## The data:
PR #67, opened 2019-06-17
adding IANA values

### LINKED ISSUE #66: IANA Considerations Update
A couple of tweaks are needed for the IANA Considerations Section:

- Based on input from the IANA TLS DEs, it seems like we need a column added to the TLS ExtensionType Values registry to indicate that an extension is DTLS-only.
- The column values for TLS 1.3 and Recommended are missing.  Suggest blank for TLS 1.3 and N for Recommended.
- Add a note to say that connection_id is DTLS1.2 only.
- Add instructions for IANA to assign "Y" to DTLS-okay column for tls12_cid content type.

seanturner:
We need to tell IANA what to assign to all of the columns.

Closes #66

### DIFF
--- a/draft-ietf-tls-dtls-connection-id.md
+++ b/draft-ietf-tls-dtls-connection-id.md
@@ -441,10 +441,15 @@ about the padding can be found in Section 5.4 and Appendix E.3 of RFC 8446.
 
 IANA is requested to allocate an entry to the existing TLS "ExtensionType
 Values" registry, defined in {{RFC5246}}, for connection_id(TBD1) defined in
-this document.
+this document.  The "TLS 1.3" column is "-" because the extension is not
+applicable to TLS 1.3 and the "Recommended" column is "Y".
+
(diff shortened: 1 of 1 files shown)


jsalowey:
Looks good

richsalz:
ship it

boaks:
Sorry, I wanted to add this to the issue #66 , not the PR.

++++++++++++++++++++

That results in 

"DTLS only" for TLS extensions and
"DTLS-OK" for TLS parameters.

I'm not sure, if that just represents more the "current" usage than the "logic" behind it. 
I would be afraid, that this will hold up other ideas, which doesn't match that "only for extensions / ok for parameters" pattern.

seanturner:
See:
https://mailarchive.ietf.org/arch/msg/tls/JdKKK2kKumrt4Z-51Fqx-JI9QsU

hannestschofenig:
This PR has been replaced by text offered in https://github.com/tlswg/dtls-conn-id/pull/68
...
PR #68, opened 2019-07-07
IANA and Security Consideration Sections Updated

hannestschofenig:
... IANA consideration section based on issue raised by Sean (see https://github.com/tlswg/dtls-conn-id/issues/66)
--
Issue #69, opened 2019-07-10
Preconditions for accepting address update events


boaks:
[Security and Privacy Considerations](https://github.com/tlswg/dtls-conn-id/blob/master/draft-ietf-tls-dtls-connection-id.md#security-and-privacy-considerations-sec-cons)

## Problem requirements:
With the line holding "- Add instructions" as the first and the line holding "TLS extensions and" as the last, please transcribe exactly the lines of the material above in that range and nothing else.

## Solution below:
- Add instructions for IANA to assign "Y" to DTLS-okay column for tls12_cid content type.

seanturner:
We need to tell IANA what to assign to all of the columns.

Closes #66

### DIFF
--- a/draft-ietf-tls-dtls-connection-id.md
+++ b/draft-ietf-tls-dtls-connection-id.md
@@ -441,10 +441,15 @@ about the padding can be found in Section 5.4 and Appendix E.3 of RFC 8446.
 
 IANA is requested to allocate an entry to the existing TLS "ExtensionType
 Values" registry, defined in {{RFC5246}}, for connection_id(TBD1) defined in
-this document.
+this document.  The "TLS 1.3" column is "-" because the extension is not
+applicable to TLS 1.3 and the "Recommended" column is "Y".
+
(diff shortened: 1 of 1 files shown)


jsalowey:
Looks good

richsalz:
ship it

boaks:
Sorry, I wanted to add this to the issue #66 , not the PR.

++++++++++++++++++++

That results in 

"DTLS only" for TLS extensions and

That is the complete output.